Not a lawyer, but the answer seems to obviously be that one is a commercial reproduction and the other is not. Seems like it would be a tougher questiom if the synopsis was in a set of Encyclopedia Britannica or something.

AI is clearly reproducing work for commercial purposes... ie reselling it in a new format. LLMs are compression engines. If I compress a movie into another format and sell DVDs of it, that's a pretty obvious violation of copyright law. If I publish every 24th frame of a movie in an illustrated book, that's a clear violation, even if I blur things or change the color scheme.

If I describe to someone, for free, what happened in a movie, I don't see how that's a violation. The premise here seems wrong.

Something else: Even a single condensation sold for profit only creates one new copyright itself. LLMs wash the material so that they can generate endless new copyrighted material that's derivative of the original. Doesn't that obliterate the idea of any copyright at all?
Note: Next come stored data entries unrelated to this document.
PR #33, opened 2016-04-08
fixed race conditions in migration

roll:
It fixes https://github.com/opentrials/opentrials/issues/77

### DIFF
--- a/migrations/20160216120159_create_initial_schema.js
+++ b/migrations/20160216120159_create_initial_schema.js
@@ -1,5 +1,7 @@
 exports.up = (knex) => {
-  const createSources = knex.schema.createTable('sources', (table) => {
+  const schema = knex.schema;
+
+  schema.createTable('sources', (table) => {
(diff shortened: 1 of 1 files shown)


roll:
@vitorbaptista please take a look

vitorbaptista:
Saving the `knex.schema` instance and returning it is clever, but I feel it makes the code a bit too magical. Maybe a simpler approach would be creating functions like:

```javascript
  const createSourcesTable = (table) => {
    table.uuid('id')
      .primary();
    table.text('name')
      .notNullable();
    table.enu('type', [
      'register',
      'other',
    ]).nullable();
    table.jsonb('data')
      .notNullable();

    table.unique(['name', 'type']);
  };

  knex.source.createTable(createSourcesTable)
    .then(createTrialsTable)
    .then(createFooTable)
    ...
```

However, this solves the issue, so +1 on merging it :+1:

Good guess, but no. The most salient difference in that case is that an abridged children's version of a novel acts as a direct market substitute for the original, whereas a plot summary does not. (A secondary reason is that an abridged edition is likely to represent a much larger portion of the original work than would appear in a summary.)

For further reading, see: https://en.wikipedia.org/wiki/Fair_use#U.S._fair_use_factors


Consider this - if I wanted to read A Game of Thrones, then I would read A Game of Thrones, not some bootleg LLM approximation. It is faster, more exact an cheaper to infringe by copying, a LLM is a terrible tool for infringement, it is slow, expensive and doesn't actually reproduce perfectly. The fact that some are using AI means they want something different, not the original.


Yes of course as a reader you would read the original. The major infringement isn't the LLM directly spitting out parts of the book to an end user (a reader). It occurs when the LLM injects parts of the book into a new text, without attribution, which some other writer will go on and sell thousands of copies of. The LLM acts as the washing machine.